Your task: Below are the records; copy each line in which "tools" can be found.

───

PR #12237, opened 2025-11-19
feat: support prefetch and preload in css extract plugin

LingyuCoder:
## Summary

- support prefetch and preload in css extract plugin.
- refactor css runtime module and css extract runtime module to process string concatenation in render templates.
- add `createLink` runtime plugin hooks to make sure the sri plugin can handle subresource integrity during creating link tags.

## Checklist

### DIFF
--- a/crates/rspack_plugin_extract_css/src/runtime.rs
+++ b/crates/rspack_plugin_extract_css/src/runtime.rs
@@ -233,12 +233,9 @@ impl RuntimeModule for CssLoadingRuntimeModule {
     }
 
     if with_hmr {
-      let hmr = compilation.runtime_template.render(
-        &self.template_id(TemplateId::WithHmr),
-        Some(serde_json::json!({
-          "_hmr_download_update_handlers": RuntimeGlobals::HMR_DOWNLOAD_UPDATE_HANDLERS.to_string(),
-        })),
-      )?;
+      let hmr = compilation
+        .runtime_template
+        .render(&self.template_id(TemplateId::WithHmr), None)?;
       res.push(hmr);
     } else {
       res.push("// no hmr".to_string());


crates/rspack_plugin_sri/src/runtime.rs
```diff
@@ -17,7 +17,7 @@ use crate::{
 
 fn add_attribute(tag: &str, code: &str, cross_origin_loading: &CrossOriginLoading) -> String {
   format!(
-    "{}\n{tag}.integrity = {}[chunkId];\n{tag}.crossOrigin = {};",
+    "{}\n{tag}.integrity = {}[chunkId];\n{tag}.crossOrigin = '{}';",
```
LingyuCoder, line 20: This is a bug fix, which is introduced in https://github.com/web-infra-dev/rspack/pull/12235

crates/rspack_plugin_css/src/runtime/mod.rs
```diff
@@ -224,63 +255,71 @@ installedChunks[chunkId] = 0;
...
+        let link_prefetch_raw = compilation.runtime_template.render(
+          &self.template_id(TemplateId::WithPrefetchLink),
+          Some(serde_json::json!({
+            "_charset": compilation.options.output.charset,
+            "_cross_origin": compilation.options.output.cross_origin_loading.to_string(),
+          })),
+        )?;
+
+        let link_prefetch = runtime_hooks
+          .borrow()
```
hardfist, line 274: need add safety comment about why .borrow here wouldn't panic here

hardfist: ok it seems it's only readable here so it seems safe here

───

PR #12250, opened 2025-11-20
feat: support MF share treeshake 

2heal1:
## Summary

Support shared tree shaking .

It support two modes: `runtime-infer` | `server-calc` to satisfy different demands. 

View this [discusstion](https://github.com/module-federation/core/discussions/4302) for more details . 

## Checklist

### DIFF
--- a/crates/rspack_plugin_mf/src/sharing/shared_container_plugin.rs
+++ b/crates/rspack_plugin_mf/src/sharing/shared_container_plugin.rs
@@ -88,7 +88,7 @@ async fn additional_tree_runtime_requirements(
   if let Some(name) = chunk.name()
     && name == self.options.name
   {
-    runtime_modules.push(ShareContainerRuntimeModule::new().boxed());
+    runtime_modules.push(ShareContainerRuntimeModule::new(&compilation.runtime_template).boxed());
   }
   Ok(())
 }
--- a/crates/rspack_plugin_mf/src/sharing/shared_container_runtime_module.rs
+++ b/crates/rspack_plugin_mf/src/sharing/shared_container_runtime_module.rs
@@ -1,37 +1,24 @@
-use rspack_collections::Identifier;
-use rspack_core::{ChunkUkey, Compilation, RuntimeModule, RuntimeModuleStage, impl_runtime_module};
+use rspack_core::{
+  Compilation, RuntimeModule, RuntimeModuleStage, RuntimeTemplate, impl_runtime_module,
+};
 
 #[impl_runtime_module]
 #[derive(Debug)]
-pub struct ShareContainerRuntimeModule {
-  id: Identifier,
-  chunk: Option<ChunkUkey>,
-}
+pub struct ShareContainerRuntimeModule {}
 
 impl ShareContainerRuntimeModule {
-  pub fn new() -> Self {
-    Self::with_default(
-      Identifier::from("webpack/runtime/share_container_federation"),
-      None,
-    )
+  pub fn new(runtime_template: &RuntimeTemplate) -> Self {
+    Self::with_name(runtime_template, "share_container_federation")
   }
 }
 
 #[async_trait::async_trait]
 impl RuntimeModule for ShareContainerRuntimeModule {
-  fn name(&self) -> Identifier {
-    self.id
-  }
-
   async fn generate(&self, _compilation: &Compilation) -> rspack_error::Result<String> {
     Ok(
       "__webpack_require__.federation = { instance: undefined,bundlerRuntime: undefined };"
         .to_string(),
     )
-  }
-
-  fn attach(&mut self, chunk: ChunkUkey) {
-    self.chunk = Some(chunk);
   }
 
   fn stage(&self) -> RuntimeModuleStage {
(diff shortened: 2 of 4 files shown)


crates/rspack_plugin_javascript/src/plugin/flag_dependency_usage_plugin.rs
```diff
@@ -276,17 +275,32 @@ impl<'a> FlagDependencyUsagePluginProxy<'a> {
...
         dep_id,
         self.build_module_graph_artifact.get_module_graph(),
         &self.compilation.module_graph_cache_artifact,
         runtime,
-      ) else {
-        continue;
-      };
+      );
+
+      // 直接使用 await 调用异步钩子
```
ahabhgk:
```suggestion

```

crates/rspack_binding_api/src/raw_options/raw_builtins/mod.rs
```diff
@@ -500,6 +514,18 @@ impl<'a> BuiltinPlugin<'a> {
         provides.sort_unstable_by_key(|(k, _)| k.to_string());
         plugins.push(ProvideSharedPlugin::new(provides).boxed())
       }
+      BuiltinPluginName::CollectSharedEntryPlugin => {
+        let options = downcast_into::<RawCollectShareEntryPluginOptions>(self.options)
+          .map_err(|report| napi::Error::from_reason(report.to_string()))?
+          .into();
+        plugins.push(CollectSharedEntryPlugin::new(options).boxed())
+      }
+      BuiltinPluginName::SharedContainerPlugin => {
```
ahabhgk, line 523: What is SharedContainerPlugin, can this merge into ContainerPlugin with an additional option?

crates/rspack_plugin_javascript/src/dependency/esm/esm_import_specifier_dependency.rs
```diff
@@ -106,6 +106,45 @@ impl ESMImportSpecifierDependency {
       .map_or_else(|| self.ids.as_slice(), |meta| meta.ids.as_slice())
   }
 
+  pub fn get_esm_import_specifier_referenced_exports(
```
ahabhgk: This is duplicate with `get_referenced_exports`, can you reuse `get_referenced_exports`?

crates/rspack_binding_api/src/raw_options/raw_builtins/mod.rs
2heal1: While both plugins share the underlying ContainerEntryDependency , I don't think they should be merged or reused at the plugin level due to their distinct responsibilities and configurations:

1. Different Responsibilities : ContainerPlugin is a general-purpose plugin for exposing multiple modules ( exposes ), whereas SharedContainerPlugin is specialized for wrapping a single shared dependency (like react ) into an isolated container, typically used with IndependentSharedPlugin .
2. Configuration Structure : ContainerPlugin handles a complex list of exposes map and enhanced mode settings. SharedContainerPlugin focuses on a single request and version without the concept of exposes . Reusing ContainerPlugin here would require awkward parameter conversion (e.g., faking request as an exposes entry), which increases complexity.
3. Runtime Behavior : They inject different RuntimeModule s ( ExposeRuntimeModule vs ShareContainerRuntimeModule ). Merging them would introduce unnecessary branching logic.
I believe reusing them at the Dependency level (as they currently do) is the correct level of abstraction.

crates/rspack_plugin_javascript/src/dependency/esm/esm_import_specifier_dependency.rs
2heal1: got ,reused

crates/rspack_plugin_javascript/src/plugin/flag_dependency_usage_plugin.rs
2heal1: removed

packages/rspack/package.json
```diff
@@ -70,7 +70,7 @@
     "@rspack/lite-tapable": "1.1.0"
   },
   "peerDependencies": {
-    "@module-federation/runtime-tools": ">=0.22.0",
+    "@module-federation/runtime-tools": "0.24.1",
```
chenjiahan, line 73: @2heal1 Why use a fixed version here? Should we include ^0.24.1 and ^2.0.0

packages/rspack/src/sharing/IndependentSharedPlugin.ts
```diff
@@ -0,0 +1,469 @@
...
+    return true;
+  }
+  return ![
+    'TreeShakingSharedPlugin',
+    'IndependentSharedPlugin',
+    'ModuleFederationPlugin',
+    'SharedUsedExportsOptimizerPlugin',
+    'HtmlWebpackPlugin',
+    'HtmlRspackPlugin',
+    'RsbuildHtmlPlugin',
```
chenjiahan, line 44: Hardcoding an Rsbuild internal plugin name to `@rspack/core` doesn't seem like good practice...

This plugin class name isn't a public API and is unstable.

───

Written solution:
-    "@module-federation/runtime-tools": ">=0.22.0",
+    "@module-federation/runtime-tools": "0.24.1",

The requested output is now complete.